Collected data
┄┄┄┄┄┄┄┄┄┄┄┄┄┄┄┄┄┄┄┄

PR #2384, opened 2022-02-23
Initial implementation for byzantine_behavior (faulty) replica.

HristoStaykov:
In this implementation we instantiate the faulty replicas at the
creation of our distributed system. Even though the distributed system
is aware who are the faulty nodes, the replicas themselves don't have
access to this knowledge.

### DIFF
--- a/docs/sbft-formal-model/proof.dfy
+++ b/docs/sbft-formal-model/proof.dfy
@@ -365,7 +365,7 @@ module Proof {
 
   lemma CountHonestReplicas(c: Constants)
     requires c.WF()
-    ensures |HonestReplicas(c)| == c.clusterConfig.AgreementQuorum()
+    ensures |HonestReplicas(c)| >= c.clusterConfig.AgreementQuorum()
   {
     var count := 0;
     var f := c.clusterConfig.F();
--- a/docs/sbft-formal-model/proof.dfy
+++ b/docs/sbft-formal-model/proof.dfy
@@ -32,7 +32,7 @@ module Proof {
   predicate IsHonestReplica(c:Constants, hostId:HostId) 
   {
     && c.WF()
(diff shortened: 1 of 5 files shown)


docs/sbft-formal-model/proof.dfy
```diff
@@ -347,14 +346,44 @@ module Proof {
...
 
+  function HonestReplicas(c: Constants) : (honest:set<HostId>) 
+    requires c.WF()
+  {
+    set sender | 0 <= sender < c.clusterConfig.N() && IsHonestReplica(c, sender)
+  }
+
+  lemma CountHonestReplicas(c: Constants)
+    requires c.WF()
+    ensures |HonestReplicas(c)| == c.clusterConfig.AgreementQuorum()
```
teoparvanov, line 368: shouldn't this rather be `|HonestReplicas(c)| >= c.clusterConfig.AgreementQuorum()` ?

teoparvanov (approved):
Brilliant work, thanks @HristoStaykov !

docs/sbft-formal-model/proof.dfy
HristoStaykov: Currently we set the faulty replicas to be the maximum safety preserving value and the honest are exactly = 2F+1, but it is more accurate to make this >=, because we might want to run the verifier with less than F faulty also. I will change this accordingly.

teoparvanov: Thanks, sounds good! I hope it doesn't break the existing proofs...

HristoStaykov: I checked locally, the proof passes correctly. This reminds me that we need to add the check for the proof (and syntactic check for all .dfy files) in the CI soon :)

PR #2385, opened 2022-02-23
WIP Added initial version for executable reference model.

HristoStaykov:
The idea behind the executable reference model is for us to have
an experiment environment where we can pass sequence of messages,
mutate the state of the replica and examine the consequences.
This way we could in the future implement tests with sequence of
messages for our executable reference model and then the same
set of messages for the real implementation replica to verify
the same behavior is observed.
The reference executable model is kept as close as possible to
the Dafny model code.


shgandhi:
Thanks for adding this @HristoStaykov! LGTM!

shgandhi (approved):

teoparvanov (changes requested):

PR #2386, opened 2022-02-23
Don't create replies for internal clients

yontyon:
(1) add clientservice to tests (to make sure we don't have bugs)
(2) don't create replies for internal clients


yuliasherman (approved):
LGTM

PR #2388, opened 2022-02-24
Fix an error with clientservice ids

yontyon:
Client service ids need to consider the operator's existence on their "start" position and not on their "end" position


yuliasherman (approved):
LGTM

┄┄┄┄┄┄┄┄┄┄┄┄┄┄┄┄┄┄┄┄

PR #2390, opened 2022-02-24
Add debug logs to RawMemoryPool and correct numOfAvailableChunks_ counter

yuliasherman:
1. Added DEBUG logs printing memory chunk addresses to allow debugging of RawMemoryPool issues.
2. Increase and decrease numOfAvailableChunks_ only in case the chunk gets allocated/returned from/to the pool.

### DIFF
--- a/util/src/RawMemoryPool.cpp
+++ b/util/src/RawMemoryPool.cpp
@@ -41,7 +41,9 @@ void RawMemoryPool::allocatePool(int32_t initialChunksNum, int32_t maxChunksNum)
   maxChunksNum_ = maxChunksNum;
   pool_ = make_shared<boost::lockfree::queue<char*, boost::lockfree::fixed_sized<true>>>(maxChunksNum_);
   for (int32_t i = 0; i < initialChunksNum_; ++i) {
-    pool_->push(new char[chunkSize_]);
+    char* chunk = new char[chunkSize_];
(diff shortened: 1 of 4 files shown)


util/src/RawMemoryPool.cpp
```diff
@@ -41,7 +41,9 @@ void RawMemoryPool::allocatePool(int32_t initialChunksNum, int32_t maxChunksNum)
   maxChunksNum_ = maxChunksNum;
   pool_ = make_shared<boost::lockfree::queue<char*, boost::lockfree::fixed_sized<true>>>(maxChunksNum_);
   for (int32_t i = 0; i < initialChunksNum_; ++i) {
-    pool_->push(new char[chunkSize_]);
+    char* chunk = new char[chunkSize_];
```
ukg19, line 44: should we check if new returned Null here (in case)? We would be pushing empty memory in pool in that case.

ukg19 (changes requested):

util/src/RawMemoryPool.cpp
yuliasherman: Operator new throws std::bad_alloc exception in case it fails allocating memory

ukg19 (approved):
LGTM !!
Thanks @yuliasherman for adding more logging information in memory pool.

┄┄┄┄┄┄┄┄┄┄┄┄┄┄┄┄┄┄┄┄

| YOUR OBJECTIVE |
From the records above, give again exactly the lines running from the line with "PR #2384, opened 2022-02-23" to the line with "creation of our", inclusive.

| TASK SOLUTION |
PR #2384, opened 2022-02-23
Initial implementation for byzantine_behavior (faulty) replica.

HristoStaykov:
In this implementation we instantiate the faulty replicas at the
creation of our distributed system. Even though the distributed system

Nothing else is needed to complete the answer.